動画の活用が今よりもっと当たり前になって、日常に溶け込んでいくタイミングを見据えて、動画面接の導入も進めていきたいと考えています。メドレーでは、オンライン診療システムの事業をつくって展開しており、事業の側面ではすでに動画を活用した展開を進めています。今もすでに一部の採用面接でオンライン面接を導入していますが、今後ますますその有効活用をしていきたいと思っています。

■寄せられた質問

イベントの最後には、参加しただいた方から、質問が寄せられました。

Q:リファラルチームを作るのは大変ではないですか?

加藤:今ある仕事に加えて、さらに何らかのアクションをお願いする、ということになるので、決して簡単ではないと思います。そこで、リファラル採用を今よりもっとよい取り組みにしていくことに興味を持ってくれそうな人、積極的に動いてくれそうな人を集めて、熱意があり意識の高い5~7人ほどの少人数チームでまずは運用するつもりです。

(起きてます)

本当は全員でリファラル採用に取り組めたら理想的ですが、対象を広げるとプロジェクトは必ず薄まっていくもの。まずは、同じような熱量を持ってくれるメンバーと力を合わせて進めていいけたらと考えています。この辺の話はウィルゲートの吉岡さんに色々とコツを教わりながら、ほぼ丸パクリしようということで方針を決めました。(吉岡さんありがとうございます)

幸い、メドレーのメンバーには、そういう取り組みに協力してくれる方々がたくさんいます。でなければ、「私がメドレーに入社した理由」ブログがかれこれ2年以上も続き、50人近いメンバーが執筆に協力してくれることはなかったでしょう。

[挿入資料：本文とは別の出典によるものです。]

PR #1602, opened 2021-11-16
Bug fix in use of useImperativeHandle

jeansibelius:
When `useImperativeHandle` is in the form as below, the ref will be callable in noteFormRef.current() (as stated [here](https://reactjs.org/docs/hooks-reference.html#useref))  

```
 useImperativeHandle(ref, () => {
  return {
    toggleVisibility
    }
  })
```

In order to make it callable with a custom name, the block should be defined as follows (as per [here](https://reactjs.org/docs/hooks-reference.html#useimperativehandle))

```
 useImperativeHandle(ref, () => ({
  toggle: () => {
    toggleVisibility()
    }
  }))
```

This can then be called with noteFormRef.current.toggle().

Proposing to simplify and stick with current definition and changing usage of `noteFormRef.current.toggleVisibility()` to `noteFormRef.current()`

### DIFF
--- a/src/content/5/en/part5b.md
+++ b/src/content/5/en/part5b.md
@@ -471,7 +471,7 @@ We can now hide the form by calling <i>noteFormRef.current.toggleVisibility()</i
 const App = () => {
   // ...
   const addNote = (noteObject) => {
-    noteFormRef.current.toggleVisibility() // highlight-line
+    noteFormRef.current() // highlight-line
     noteService
       .create(noteObject)
       .then(returnedNote => {     


mluukkai:
the proposed change does not work since noteFormRef.current() is an object, unless you define

```
 useImperativeHandle(ref, () => {
    return  toggleVisibility
  })
```

that would be a bit confusing

jeansibelius:
Thank you for reviewing this!

Agreed, looking at this now, what threw me off was assigning `toggleVisibility` function through the shorthand and adding the return explicitly to it compared to the [React documentation of useImperativeHandle](https://reactjs.org/docs/hooks-reference.html#useimperativehandle).

```
const toggleVisibility = () => {
    setVisible(!visible)
  }

useImperativeHandle(ref, () => {
  return {
    toggleVisibility
    }
  })
```

instead of this
```
const toggleVisibility = () => {
    setVisible(!visible)
  }

useImperativeHandle(ref, () => ({
    toggleVisibility
  })
```

If I now understand correctly, the same thing could also be written in the form of how it's written in the React documentation (doesn't make sense in this context, as `const toggleVisibility` is used by others as well, but just to clarify):
```
useImperativeHandle(ref, () => ({
    toggleVisibility: () => {
        setVisible(!visible)
    }
  })
```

こういうメドレーの素晴らしいカルチャーを積極的に生かし、伸ばしていきたいと思っています。


▼リファラルにどのくらい力を入れていますか?

加藤:2016年くらい、3年前くらいまでは、リファラル採用の比率が非常に高い状態にありました。今のような大量採用ではなく、まずしっかりと役員やマネージャークラスの基盤を固めるため、経営陣が中心となって周りの方に声をかけて仲間集めをしてきました。

しかし、事業が増えて経営陣が事業に集中できる体制を作るようにしてきたことや、事業拡大に伴い大規模な採用が必要になったため、リファラル採用のみならず媒体やエージェントさん経由でもしっかりと採用ができるような、全方位的な採用活動にシフトしてきました。

その結果、相対的にリファラル採用に投資する比率は下がってきているのが現状です。しかし、媒体の特性やエージェントさんと募集するポジションの相性などがやりながら徐々に明らかになってきたことや、先ほどお伝えしてきたような市況の変化を見据え、今後はあらためてリファラル採用にも投資できる、すべき状況にあるなと考えているところです。

大切なのは、適切なタイミングで適切に欲しい人材を採用できるかということです。そしてそれを実現させるには、短期的な最適解を求める発想では実現できません。常に短期・中期・長期の視点を持ち、そのすべての視点から逆算したアイデアを形にしていくことが肝だと思っています。その観点で、組織規模が拡大するにつれ、リファラル採用に頼りすぎるのは、持続的な成長という観点からは痛手になります。然るべきところに予算を使い、マーケットの状況を見ながら打ち手を決めることが重要なことだと考えています。


▼入社ブログの効果をどう実感していますか?

深澤:メンバーに書いてもらう入社ブログは、主にふたつの効果があります。

1つ目は、応募を迷ってる人の背中を押せること。対象の方に近い状況のメンバーがブログを発信していれば、親近感が湧いて「受けてみよう」と思ってもらいやすいのです。

2つ目は、内定を承諾しようか迷っている人の背中を押せること。迷っている=何かしら不安を持っているので、入社ブログによって不安を払拭しやすくなります。

例えば、「本当にワークライフバランスが整っているの?」と不安を抱いていた場合。興味がある職種のメンバーが「プライベートも充実して、両立できています」といった内容のブログを発信していたら、安心してもらえます。

参考

優秀な仲間を集め続けるには、採用戦略を時代の流れに合わせていく必要があるでしょう。メドレーでも、会社として大切にしていきたい価値観はぶらさずに、変えないことと変えていくことを定めて取り組んでいきたいと考えています。

あなたのチームはどのような戦略を立てますか?

さあ、これからの採用の話をしよう。